- Source information:

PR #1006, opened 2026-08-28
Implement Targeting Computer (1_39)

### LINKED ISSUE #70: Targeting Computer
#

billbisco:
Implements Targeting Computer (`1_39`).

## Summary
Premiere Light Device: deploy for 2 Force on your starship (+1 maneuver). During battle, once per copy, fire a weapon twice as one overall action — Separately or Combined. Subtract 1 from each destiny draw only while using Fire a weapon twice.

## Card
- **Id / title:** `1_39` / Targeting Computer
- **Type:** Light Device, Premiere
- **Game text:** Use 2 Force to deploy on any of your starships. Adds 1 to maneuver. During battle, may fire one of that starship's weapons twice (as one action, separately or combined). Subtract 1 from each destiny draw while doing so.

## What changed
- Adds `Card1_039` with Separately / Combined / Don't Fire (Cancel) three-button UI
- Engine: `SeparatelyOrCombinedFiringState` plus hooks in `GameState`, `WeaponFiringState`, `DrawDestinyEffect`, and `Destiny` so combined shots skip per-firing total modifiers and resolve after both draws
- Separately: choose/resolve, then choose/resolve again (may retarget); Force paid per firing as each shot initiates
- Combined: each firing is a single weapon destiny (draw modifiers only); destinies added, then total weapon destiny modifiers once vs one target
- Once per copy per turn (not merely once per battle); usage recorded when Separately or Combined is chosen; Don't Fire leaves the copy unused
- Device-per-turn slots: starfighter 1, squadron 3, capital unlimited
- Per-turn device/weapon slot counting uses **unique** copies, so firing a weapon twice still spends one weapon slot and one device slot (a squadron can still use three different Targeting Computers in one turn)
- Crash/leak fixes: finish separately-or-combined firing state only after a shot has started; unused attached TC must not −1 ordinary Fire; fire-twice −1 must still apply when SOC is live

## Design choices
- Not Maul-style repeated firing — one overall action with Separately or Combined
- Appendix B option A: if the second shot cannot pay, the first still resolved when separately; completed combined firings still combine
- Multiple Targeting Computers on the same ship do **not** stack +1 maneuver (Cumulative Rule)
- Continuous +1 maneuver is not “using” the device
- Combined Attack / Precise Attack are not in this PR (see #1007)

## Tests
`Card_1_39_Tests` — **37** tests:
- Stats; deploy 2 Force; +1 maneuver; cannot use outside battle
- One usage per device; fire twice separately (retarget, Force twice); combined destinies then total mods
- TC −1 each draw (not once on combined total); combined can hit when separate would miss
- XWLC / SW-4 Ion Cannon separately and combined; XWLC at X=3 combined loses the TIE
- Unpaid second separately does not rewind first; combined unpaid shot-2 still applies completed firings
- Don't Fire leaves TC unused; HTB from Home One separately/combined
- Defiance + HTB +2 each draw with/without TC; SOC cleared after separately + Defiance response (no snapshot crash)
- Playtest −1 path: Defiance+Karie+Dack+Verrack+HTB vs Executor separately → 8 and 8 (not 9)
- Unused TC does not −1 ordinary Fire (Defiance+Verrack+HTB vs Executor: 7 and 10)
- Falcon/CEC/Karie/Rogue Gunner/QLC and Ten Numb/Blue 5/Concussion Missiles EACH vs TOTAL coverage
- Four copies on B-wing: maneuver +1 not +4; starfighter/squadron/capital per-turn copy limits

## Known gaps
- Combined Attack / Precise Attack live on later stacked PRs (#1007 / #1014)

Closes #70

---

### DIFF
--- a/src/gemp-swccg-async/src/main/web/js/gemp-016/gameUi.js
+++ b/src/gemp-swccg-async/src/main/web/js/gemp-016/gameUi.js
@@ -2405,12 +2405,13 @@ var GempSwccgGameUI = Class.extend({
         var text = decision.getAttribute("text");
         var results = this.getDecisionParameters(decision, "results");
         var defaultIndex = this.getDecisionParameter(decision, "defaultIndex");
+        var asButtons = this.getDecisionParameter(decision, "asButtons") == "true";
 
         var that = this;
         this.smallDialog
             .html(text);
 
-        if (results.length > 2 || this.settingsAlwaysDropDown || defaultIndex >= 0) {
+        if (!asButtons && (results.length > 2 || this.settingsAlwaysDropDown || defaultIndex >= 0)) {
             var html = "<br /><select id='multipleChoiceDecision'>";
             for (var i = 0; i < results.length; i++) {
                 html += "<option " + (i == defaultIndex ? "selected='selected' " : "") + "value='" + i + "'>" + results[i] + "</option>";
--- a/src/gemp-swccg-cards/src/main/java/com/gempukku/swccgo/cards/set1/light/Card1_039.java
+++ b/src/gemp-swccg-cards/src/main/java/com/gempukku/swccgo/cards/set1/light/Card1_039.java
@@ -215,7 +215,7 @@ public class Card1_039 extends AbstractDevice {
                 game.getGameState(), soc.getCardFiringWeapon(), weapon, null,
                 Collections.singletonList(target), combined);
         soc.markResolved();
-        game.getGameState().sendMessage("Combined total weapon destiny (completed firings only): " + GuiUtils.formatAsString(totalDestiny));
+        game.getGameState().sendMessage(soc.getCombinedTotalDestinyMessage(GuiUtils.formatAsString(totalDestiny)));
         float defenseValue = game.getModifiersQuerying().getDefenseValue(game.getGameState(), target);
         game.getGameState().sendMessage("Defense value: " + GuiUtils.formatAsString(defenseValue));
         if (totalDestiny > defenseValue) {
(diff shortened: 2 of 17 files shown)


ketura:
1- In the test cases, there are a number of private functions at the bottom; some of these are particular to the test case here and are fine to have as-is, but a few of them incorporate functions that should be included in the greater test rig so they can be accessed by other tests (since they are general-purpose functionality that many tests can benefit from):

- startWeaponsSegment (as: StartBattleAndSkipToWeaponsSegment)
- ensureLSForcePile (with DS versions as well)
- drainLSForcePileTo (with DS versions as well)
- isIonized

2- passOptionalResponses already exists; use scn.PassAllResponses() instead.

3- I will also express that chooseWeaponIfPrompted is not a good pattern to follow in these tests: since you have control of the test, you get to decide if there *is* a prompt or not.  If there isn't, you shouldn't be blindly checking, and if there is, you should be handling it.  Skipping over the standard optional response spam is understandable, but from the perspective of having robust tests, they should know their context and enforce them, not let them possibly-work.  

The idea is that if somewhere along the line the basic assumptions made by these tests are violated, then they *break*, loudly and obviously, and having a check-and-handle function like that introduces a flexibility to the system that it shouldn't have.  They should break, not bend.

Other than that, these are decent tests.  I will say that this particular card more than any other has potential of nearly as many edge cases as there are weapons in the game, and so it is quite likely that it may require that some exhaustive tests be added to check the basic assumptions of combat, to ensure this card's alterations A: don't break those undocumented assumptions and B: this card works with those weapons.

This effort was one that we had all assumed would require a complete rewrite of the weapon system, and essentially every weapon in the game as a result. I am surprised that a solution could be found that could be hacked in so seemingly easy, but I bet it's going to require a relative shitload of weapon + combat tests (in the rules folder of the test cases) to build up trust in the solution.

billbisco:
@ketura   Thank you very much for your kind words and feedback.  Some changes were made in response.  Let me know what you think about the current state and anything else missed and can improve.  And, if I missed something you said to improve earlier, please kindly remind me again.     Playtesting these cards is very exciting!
---
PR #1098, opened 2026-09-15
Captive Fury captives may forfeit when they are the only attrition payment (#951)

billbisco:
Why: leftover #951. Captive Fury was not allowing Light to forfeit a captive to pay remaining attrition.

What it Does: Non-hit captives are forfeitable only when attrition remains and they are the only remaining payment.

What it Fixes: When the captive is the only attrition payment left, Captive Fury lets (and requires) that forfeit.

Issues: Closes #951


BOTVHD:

- Task directions: Say how many lines of the data include the word "Executor". Nothing other than the number should be given.

- Answer to the problem: 2